Brytyjskie organizacje wyższej użyteczności, grupa posłów różnych partii, opozycyjna Partia Pracy i niektóre tytuły prasowe są za tym, by firmy internetowe automatycznie blokowały treści pornograficzne z myślą o ochronie dzieci i młodzieży.
W ubiegłym tygodniu grupa posłów Izby Gmin z konserwatywną posłanką Claire Perry na czele zażądała od firm internetowych, by wprowadziły automatyczne filtry blokujące treści pornograficzne. Klienci, którzy chcieliby mieć taki dostęp, musieliby się do nich zwrócić z konkretną prośbą (tzw. opcja opt-in).
W piątek inicjatywę tę poparła opozycyjna Partia Pracy.
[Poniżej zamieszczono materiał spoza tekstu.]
PR #3850, opened 2026-04-14
[dlrn_report] Set crypto policies when FIPS is enabled

danpawlik:
Since some CI jobs are running using the PreMetal tool, and we move the job execution from controller node to hypervisor directly, the crypto policies are different.
For example, when the task was executed on controller:

    update-crypto-policies --show
    DEFAULT

Where, in some case, where uni job require FIPS, output is:

    update-crypto-policies --show
    FIPS

Set the AD-SUPPORT policy when just FIPS is enabled.


morucci (approved):

evallesp (approved):
/approve

PR #3852, opened 2026-04-14
Drop labels dedicated to cloud provider

danpawlik:
When IBM private cloud would be removed, there is no need to keep
nodesets that would force spawning CI jobs on specific cloud
provider.

After merging: https://github.com/openstack-k8s-operators/ci-framework/pull/3851

Depends-On: https://github.com/openstack-k8s-operators/watcher-operator/pull/363


danpawlik:
recheck

Valkyrie00 (approved):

Rząd ze swej strony preferuje inne rozwiązanie: pornografia byłaby ogólnodostępna, tak jak obecnie, a rodzice musieliby sami zatroszczyć się o zainstalowanie filtrów w komputerach, z których korzystają dzieci i nastolatki.
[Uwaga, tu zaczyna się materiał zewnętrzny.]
PR #3698, opened 2026-02-19
[test_operator] Expose ansibleGitBranch for ansibletest via cifmw variable

gmarcian:
This change adds the ability to set ansibleGitBranch in the test_operator config via the cifmw_test_operator_ansibletest_ansible_git_branch variable.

Ogół użytkowników internetu w myśl propozycji rządu nie musiałby występować z wnioskiem o udostępnienie im treści pornograficznych w sieci, a tym samym nie byłby narażony na potencjalnie ambarasującą sytuację dla siebie (tzw. opcja opt-out).
_ - Większość ludzi nie jest komputerowymi geniuszami, a gdy jedna z nas usiłowała zablokować dostęp do internetowej pornografii, osiągnęła tylko tyle, że zablokowała funkcje komputera na 24 godziny _ - napisały w _ Daily Mail _ dwie posłanki z laburzystowskiego gabinetu cieni: Helen Goodman i Jenny Chapman.
Według nich propozycje ministra ds. kultury, mediów i sportu Jeremy'ego Hunta (ostatnio będącego pod pręgierzem opinii z powodu zakulisowego poparcia dla magnata medialnego Ruperta Murdocha) nie idą wystarczająco daleko i nie ustosunkowują się do sedna problemu.
_ Daily Mail _ sądzi, że opcji opt-in będą przeciwstawiać się nie tylko firmy internetowe, ale także wyszukiwarka Google, która ustala stawki reklam w zależności od tego, jak często odwiedzane są różne strony, a portale o treściach seksualnych odwiedzane są często.
Gazeta chce, by rząd zainaugurował konsultacje społeczne w tej sprawie, a w międzyczasie upowszechnił systemy internetowego filtrowania niepożądanych treści.
Z niedawnych badań London School of Economics & Political Science (LSE) wynika, że 2/3 rodziców, których dzieci przyznały się do odwiedzania stron pornograficznych, nie wyczuło takiego niebezpieczeństwa. Autorka badań prof. Sonia Livingstone sądzi, że rodzicom jest niezręcznie pytać dzieci o to, czy w internecie nie znalazły czegoś nieprzyzwoitego.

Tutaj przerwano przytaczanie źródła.